* _PROVIDED DATA_:

PR #35, opened 2024-10-31
Assorted cleanup/refactoring of TUI

jessebraham:


src/tui.rs
```diff
@@ -258,37 +232,45 @@ impl Widget for &mut App {
         // Create a space for header, todo list and the footer.
         let vertical = Layout::vertical([
             Constraint::Length(2),
-            Constraint::Min(0),
+            Constraint::Fill(1),
```
jessebraham, line 235: This is functionally the same but better shows the intent, IMO. Pretty needless change otherwise 😅

bjoernQ (approved):
Thanks!

PR #36, opened 2024-10-31
Minor improvements

### LINKED ISSUE #32: Document available options for command-line interface
We allow providing zero or more `--option` arguments when using the CLI, however the available options are not displayed in the help text. We should either find a way to list the options here, or update the description to point users to a list of these options.

bjoernQ:
- list available options in `--help` (closes #32)
- use `target` from `esp-metadata`, avoid duplication

### DIFF
--- a/src/main.rs
+++ b/src/main.rs
@@ -141,28 +141,6 @@ static OPTIONS: &[GeneratorOptionItem] = &[
     }),
 ];
 
-static CHIP_VARS: &[(Chip, &[(&str, &str)])] = &[
-    (Chip::Esp32, &[("rust_target", "xtensa-esp32-none-elf")]),
-    (
-        Chip::Esp32c2,
-        &[("rust_target", "riscv32imc-unknown-none-elf")],
-    ),
-    (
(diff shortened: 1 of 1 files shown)


src/main.rs
```diff
@@ -177,9 +178,14 @@ struct Args {
...
 
-    // TODO: Can we list the options and/or point users to some documentation?
     /// Generation options
-    #[arg(short, long)]
+    #[arg(short, long, help = {
+        let mut all_options = Vec::new();
+        for option in OPTIONS {
+            all_options.extend(option.options());
+        }
+        format!("Generation options: {}",all_options.join(","))
```
SergioGasquez, line 187:
```suggestion
        format!("Generation options: {}",all_options.join(" ,")). For more information regarding the different options. Check the esp-generate Readme.
```

SergioGasquez (approved):
LGTM! Thanks for doing this, just left a comment, as I think it might be useful to point the user at the readme for more info about the different options.

jessebraham (approved):
Thanks!

(Oops, CI broken 😁 )

PR #47, opened 2024-11-17
Editor select

### LINKED ISSUE #42: Suggested optional config files for editors?
It could be nice to let the user select their editor during configuration and get a file similar to the .vscode config, but for other editors such as neovim or helix

This is what helix would look like for example.
`.helix/languages.toml`
```toml
[[language]]
name = "rust"

[language-server.rust-analyzer.config]
check.allTargets = false
cargo.target = "riscv32imac-unknown-none-elf"
```

rmsthebest:
Mostly fixes #42

I will admit I don't know how to configure neovim, but I've added support for the editor I use anyway.
I could have added editors under the `optional` section but i felt as if having deeper nested selection was a worse experience. Can move it if you want me to

I snuck in space to select as well as that is quite a common key in these terminal interfaces.

### DIFF
--- a/template/.helix/languages.toml
+++ b/template/.helix/languages.toml
@@ -1,0 +1,7 @@
+#INCLUDEFILE helix
+[[language]]
+name = "rust"
+
+[language-server.rust-analyzer.config]
+check.allTargets = false
+cargo.target = "riscv32imac-unknown-none-elf"
--- a/template/.helix/languages.toml
+++ b/template/.helix/languages.toml
@@ -4,4 +4,5 @@ name = "rust"
 
 [language-server.rust-analyzer.config]
 check.allTargets = false
+#REPLACE riscv32imac-unknown-none-elf rust_target
 cargo.target = "riscv32imac-unknown-none-elf"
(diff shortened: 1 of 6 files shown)


template/.helix/languages.toml
```diff
@@ -0,0 +1,7 @@
+#INCLUDEFILE helix
+[[language]]
+name = "rust"
+
+[language-server.rust-analyzer.config]
+check.allTargets = false
+cargo.target = "riscv32imac-unknown-none-elf"
```
SergioGasquez, line 7:
```suggestion
check.allTargets = false
#REPLACE riscv32imac-unknown-none-elf rust_target
cargo.target = "riscv32imac-unknown-none-elf"
```

SergioGasquez (commented):
Thanks for the contribution! I think we need to update the target on the helix config file and update the changelog file

template/.helix/languages.toml
rmsthebest: Right, I saw that in the vscode one but for some reason I forgot to think about what it did

jessebraham (approved):
Thanks for the PR! I had done this locally and forgot to open a PR myself 😅 But this appears to match what I did almost exactly so LGTM!

PR #884, opened 2020-01-28
Allow import passwords from browser csv dumps

antonvolokha:
Fixed closing the window during the creation of a new archive when file extension is not specified.
Also added password import from CSV browser dump.

Checked on Ubuntu 19.10

### DIFF
--- a/src/main/lib/buttercup.js
+++ b/src/main/lib/buttercup.js
@@ -3,7 +3,8 @@ import {
   importFrom1PIF,
   importFromLastPass,
   importFromBitwarden,
-  importFromButtercup
+  importFromButtercup,
+  importFromCSV
 } from '@buttercup/importer';
 import { ImportTypes } from '../../shared/buttercup/types';
 
@@ -33,6 +34,8 @@ export function importArchive(type, filename, password) {
       return importFromButtercup(filename).then(archive =>
         archive.getHistory()
       );
+    case ImportTypes.BROWSERS:
+      return importFromCSV(filename).then(archive => archive.getHistory());
     default:
       throw new Error('Wrong import type provided');
   }
--- a/src/main/lib/buttercup.js
+++ b/src/main/lib/buttercup.js
@@ -34,7 +34,7 @@ export function importArchive(type, filename, password) {
       return importFromButtercup(filename).then(archive =>
         archive.getHistory()
       );
-    case ImportTypes.BROWSERS:
+    case ImportTypes.CSV_GENERIC:
       return importFromCSV(filename).then(archive => archive.getHistory());
     default:
       throw new Error('Wrong import type provided');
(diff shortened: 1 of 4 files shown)


src/main/lib/buttercup.js
```diff
@@ -33,6 +34,8 @@ export function importArchive(type, filename, password) {
       return importFromButtercup(filename).then(archive =>
         archive.getHistory()
       );
+    case ImportTypes.BROWSERS:
```
perry-mitchell: Would be good to use `CSV_GENERIC` at the import type.

src/shared/buttercup/types.js
```diff
@@ -12,6 +12,7 @@ export const ImportTypes = {
   KEEPASS: 'keepass',
   LASTPASS: 'lastpass',
   ONE_PASSWORD: '1password',
+  BROWSERS: 'browsers',
```
perry-mitchell: Probably best to use `CSV_GENERIC: 'csv_generic'` as this isn't just related to browsers :)

src/shared/buttercup/types.js
```diff
@@ -40,6 +41,12 @@ export const ImportTypeInfo = {
     password: false,
     name: 'Buttercup (CSV)',
     extension: 'csv'
+  },
+  [ImportTypes.BROWSERS]: {
```
perry-mitchell: Same change here

src/shared/buttercup/types.js
```diff
@@ -40,6 +41,12 @@ export const ImportTypeInfo = {
...
+    password: false,
+    name: 'Browsers (CSV)',
```
perry-mitchell: Should be `Generic (CSV)`

perry-mitchell:
This also needs the buttercup importer version bumped to 1.2.0

Badman12:
I renamed type to CSV_GENERIC in all places

perry-mitchell:
@Badman12 Any chance you could update to 1.2.0 of the importer package? Otherwise this functionality won't work.

Badman12:
@perry-mitchell Update in package.json, right? sorry i forgot about it :)

perry-mitchell:
Ah damn, I just realised why we haven't updated importer earlier. It's broken due to argon2 support. Something we need to investigate before this is merged. I'll mark it on my high prio list.

Badman12:
Hm.. I build importer localy, run tests and everything looks fine

perry-mitchell:
@Badman12 The importer does in most places, except on Windows. At least last time we tried to build it for the desktop application on windows it fails.

perry-mitchell:
Closing this as we're preparing a v2 merge _very_ soon.. This PR doesn't align with the new codebase nor utilities used within it. Once V2 has been merged it'd be great to reconsider such a feature in a refreshed format, if needed. Thank you!

Issue #919, opened 2020-06-22
WebDav Service Returns 404 While Endpoint Tailed With Slashes


kenmjlee:
Hi,

After upgrading to 1.19.0, I discovered that one of my webdav connections returned status 404 because WebDav Client was used instead of WebDev-FS while releasing 1.17.0. And this issue had been confirmed and fixed by Perry, the WebDav client's author, for the [Issue #185 of WebDav](https://github.com/perry-mitchell/webdav-client/issues/185), and I am using the same WebDav service as well as this issue's creator. 

Would you mind considering a plan to update this package in the next release? 

Thank you.

perry-mitchell:
This app uses `webdav`, not `webdav-fs`, btw. I perform maintenance on WebDAV-fs more rarely than I do on the WebDAV client project. You're right that issues sounding similar to yours has been solved. 

We're about to release a new version, with a brand new Buttercup core build, that uses the latest build of webdav. Once this is out, let's revisit this to see if it's helped. Sorry for the inconvenience.

kenmjlee:
Yep, I know that after the release v1.17.0 the buttercup have been using the webdav. So I mentioned this issue was occurred by webdev but not by buttercup. But anyway, it sounds good to hear there will be a brand new release. 

Thanks for your effort.

sallar:
Fixed via #942

PR #941, opened 2020-08-27
Fixing Issue #919: WebDav Returns 404 While Endpoint Tailed With Slashes

kenmjlee:
Fixing Issue #919: WebDav Returns 404 While Endpoint Tailed With Slashes

Update the v2.10.1 of webdav package which has fixed the relevant issue.

### DIFF
--- a/app/package.json
+++ b/app/package.json
@@ -13,7 +13,7 @@
     "@buttercup/importer": "^0.15.0",
     "buttercup": "^2.16.1",
     "conf": "^1.0.0",
-    "webdav": "^2.9.1",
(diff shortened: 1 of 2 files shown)


sallar:
Thanks. Can you also please update `app/package.json`? That's what is used when packaged.

kenmjlee:
Done. It was updated accordingly.

sallar:
@kenmjlee thanks. it seems like that the test are failing because `package-lock.json` is not updated. Can you also please run `npm install` in the root and `app` so they are also updated?

PR #942, opened 2020-08-27
Further submission with package-lock jsons for fixing #919

kenmjlee:
Sorry for making you feel inconvenient. It seems that my base is not from the latest buttercup upstream. So I create a new PR to ensure no conflicts.


sallar (approved):
Great! Thank you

* _WHAT YOU HAVE TO DO_: For each line in the material above that contains the string "optional", make a copy.

* _RESULT OF THE TASK_:
### LINKED ISSUE #42: Suggested optional config files for editors?
I could have added editors under the `optional` section but i felt as if having deeper nested selection was a worse experience. Can move it if you want me to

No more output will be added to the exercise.